## WORK TASK
The lines from the top of the data down to the line with "position: absolute;" should be repeated exactly, both ends included.

----

PR #156, opened 2019-11-05
resolve hover issue and aligment of gutter

### LINKED ISSUE #150: Breakpoint markers alignement

### LINKED ISSUE #151: Setting breakpoints on non-active cells

KsavinN:
resolve #151
resolve #150
image

### DIFF
--- a/style/breakpoints.css
+++ b/style/breakpoints.css
@@ -9,7 +9,7 @@
 
 .jp-breakpoint-marker {
   position: absolute;
-  left: -35px;
+  left: -34px;
   top: -1px;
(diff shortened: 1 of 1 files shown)


jtpio:
Looks like GitHub had an incident and this PR is in a broken state:

image

jtpio:
The commits show up in the history:

image

Issue #128, opened 2019-10-30
Add support for disabled breakpoint


jtpio:
Support for disabling breakpoints would require:

- displaying disabled breakpoints in grey (or similar color)
- handling the change on the `active` state of the `BreakpointComponent`
- trigger a new call to `updateBreakpoints` filtering the ones that are not active (disabled)

![image](https://user-images.githubusercontent.com/591645/67845815-6c79bc80-fb00-11e9-9d29-9613fe1469d3.png)

jtpio:
We could think of a "filter" that is easy to set and unset on the model, which could also be reused for other functionalities such as the `stop` button (see https://github.com/jupyterlab/debugger/pull/157).

jtpio:
This would require a change in the backend (where the debug state is), so the kernel is able to store the list of deactivated breakpoints.

jtpio:
For reference, UI elements for deactivating breakpoints were removed in https://github.com/jupyterlab/debugger/pull/228.

PR #157, opened 2019-11-06
Add the stop button to the callstack toolbar

### LINKED ISSUE #155: Stop button
If we still want to keep the `stop` button, we can implement what is mentioned in https://github.com/jupyterlab/debugger/issues/81#issuecomment-547799815:

> The stop button should continue the execution until the entire cell has been executed. This can be done thanks to an additional method in the service that automagically sends continue when the code hits a breakpoint.

### TODO

- Add a `stop` method to the `DebugService`
- Add a `stop` command that uses this method
- Add a `stop` button in the callstack toolbar
- Create tests for the `DebugService` (`tests/service.spec.ts`)

jtpio:
Fixes #155 

There doesn't seem to be any straightforward way to continue the execution of a cell while ignoring all the breakpoints.

Altering the debug session state (removing and re-adding the breakpoints) could work, but could lead to edge cases such as the page being reloaded and losing all the breakpoints.

Another approach would be to support `disabled` breakpoints (#128):
- Click on `stop`
- Disable all breakpoints
- Wait for `execution_reply`
- Enable all breakpoints (or only the ones that were enabled before the `stop`)

### TODO

- [x] Add the `stop` button
- [x] Clear the UI on `stop`
- [x] Send breakpoints after restarting the debugger

stop-button-3

### DIFF
--- a/src/index.ts
+++ b/src/index.ts
@@ -299,8 +299,7 @@ const main: JupyterFrontEndPlugin<IDebugger> = {
         return service.isThreadStopped();
       },
       execute: async () => {
-        await service.stop();
-        await service.start();
+        await service.restart();
         commands.notifyCommandChanged();
       }
     });
--- a/src/index.ts
+++ b/src/index.ts
@@ -65,8 +65,6 @@ export namespace CommandIDs {
 
   export const debugFile = 'debugger:debug-file';
 
-  export const debugNotebook = 'debugger:debug-notebook';
-
   export const mount = 'debugger:mount';
 
   export const changeMode = 'debugger:change-mode';
@@ -411,13 +409,17 @@ const main: JupyterFrontEndPlugin<IDebugger> = {
 
     if (palette) {
       const category = 'Debugger';
-      palette.addItem({ command: CommandIDs.changeMode, category });
-      palette.addItem({ command: CommandIDs.create, category });
-      palette.addItem({ command: CommandIDs.debugContinue, category });
-      palette.addItem({ command: CommandIDs.next, category });
-      palette.addItem({ command: CommandIDs.stepIn, category });
-      palette.addItem({ command: CommandIDs.stepOut, category });
-      palette.addItem({ command: CommandIDs.debugNotebook, category });
+      [
+        CommandIDs.changeMode,
+        CommandIDs.create,
+        CommandIDs.debugContinue,
+        CommandIDs.terminate,
+        CommandIDs.next,
+        CommandIDs.stepIn,
+        CommandIDs.stepOut
+      ].forEach(command => {
+        palette.addItem({ command, category });
+      });
     }
 
     if (restorer) {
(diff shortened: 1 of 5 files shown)


jtpio:
This is what it looks like at the moment:

stop-button

src/service.ts
```diff
@@ -394,7 +396,7 @@ export class DebugService implements IDebugger {
   private frames: Frame[] = [];
 
   // TODO: move this in model
-  private _threadStopped = new Set();
+  private _stoppedThreads = new Set();
```
jtpio: `_threadStopped` made it look like a `Signal`.

jtpio:
Also added to the palette for consistency:

image

src/index.ts
```diff
@@ -291,6 +291,20 @@ const main: JupyterFrontEndPlugin<IDebugger> = {
...
+    commands.addCommand(CommandIDs.terminate, {
+      label: 'Terminate',
+      caption: 'Terminate',
+      iconClass: 'jp-MaterialIcon jp-StopIcon',
+      isEnabled: () => {
+        return service.isThreadStopped();
+      },
+      execute: async () => {
+        await service.stop();
+        await service.start();
```
jtpio: This could actually be moved to a `service.terminate()` method, which will also contain the logic below (cleaning `clearModel`, `_stoppedThreads` and so on)

jtpio: Or better: `service.restart()` as this is what it is doing at the moment.

JohanMabille: Indeed that is a better name. I think we should wait for the execution to complete before restarting (or at least before sending the breakpoints back). Otherwise the code may stop again if a computation is long enough so that the sevice has the time to set the breakpoints again.

jtpio: Sending the breakpoints after restart, but without explicitly waiting for the `execute_reply`:
 
stop-button-2

src/index.ts
```diff
@@ -291,6 +291,19 @@ const main: JupyterFrontEndPlugin<IDebugger> = {
       }
     });
 
+    commands.addCommand(CommandIDs.terminate, {
+      label: 'Terminate',
```
jtpio: We keep the name `Terminate` as it feels more natural than `Restart`.

jtpio:
This is the current logic of the `restart` as of now:

```typescript
async restart(): Promise<void> {
	const breakpoints = this.model.breakpointsModel.breakpoints;
	await this.stop();
	this.clearModel();
	this._stoppedThreads.clear();
	await this.start();
	await this.updateBreakpoints(breakpoints);
}
```

This means that the breakpoints from the other cells will not be restored. But they should be after #130.

jtpio:
This change is self-contained enough (all behind the `terminate` command), so marking it as ready for review now.

To try it on Binder: https://mybinder.org/v2/gh/jtpio/debugger/stop-button?urlpath=/lab/tree/examples/index.ipynb

PR #160, opened 2019-11-07
Remove onNewRenderLine

### LINKED ISSUE #159: Error when adding new lines to cells with breakpoints
Following these steps:

- Add a breakpoint to a cell
- Edit the cell by adding a new line

Triggers this error:

```
Uncaught DOMException: Failed to execute 'removeChild' on 'Node': The node to be removed is not a child of this node
```

new-lines-cell-bps

jtpio:
Fixes #159.

Not exactly sure why we had this in the first place. But the `onNewRenderLine` was modifying the breakpoints model directly and triggering CodeMirror issues (#159).

Instead we'll want to send the `dumpCell` and `setBreakpoints` requests via the service when a user modifies the content of a cell.

remove-renderline

### DIFF
--- a/src/breakpoints/index.ts
+++ b/src/breakpoints/index.ts
@@ -118,22 +118,6 @@ export namespace Breakpoints {
       this.breakpoints = this._state[newType];
     }
 
-    changeLines(lines: number[]) {
-      if (!lines && this.breakpoints.length === 0) {
-        return;
-      }
-      if (lines.length === 0) {
-        this.breakpoints = [];
-      } else {
-        const breakpoint = { ...this.breakpoints[0] };
-        let breakpoints: Breakpoints.IBreakpoint[] = [];
-        lines.forEach(line => {
-          breakpoints.push({ ...breakpoint, line });
-        });
-        this.breakpoints = [...breakpoints];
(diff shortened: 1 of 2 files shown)


jtpio:
cc @KsavinN if you want to have a look

KsavinN:
There is good news and bad:

Realy great is that fix #159 

but its seems we need found solutions for this:
example in vs-code:
Peek 2019-11-07 15-43

and now in this PR:
bad

jtpio:
Yes that's right.

But since we need to sync the content of the cell when it is modified on the frontend, we'll also have to update the breakpoints. The flow would be something like this:

- Add a signal connection to `activeCell.model.contentChanged`.
- When a user changes the content of the cell, the signal will be emitted.
- Send `dumpCell` and `setBreakpoints`, probably behind an `ActivityMonitor` or `Debouncer` to avoid sending to many requests.
- Since the service is responsible for updating the breakpoints, the view will refresh itself when a response has been received from the kernel and the model changed.

jtpio:
Opened https://github.com/jupyterlab/debugger/issues/162 so we can track that in a separate issue.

----

## SOLUTION TO THE EXERCISE
PR #156, opened 2019-11-05
resolve hover issue and aligment of gutter

### LINKED ISSUE #150: Breakpoint markers alignement

### LINKED ISSUE #151: Setting breakpoints on non-active cells

KsavinN:
resolve #151
resolve #150
image

### DIFF
--- a/style/breakpoints.css
+++ b/style/breakpoints.css
@@ -9,7 +9,7 @@
 
 .jp-breakpoint-marker {
   position: absolute;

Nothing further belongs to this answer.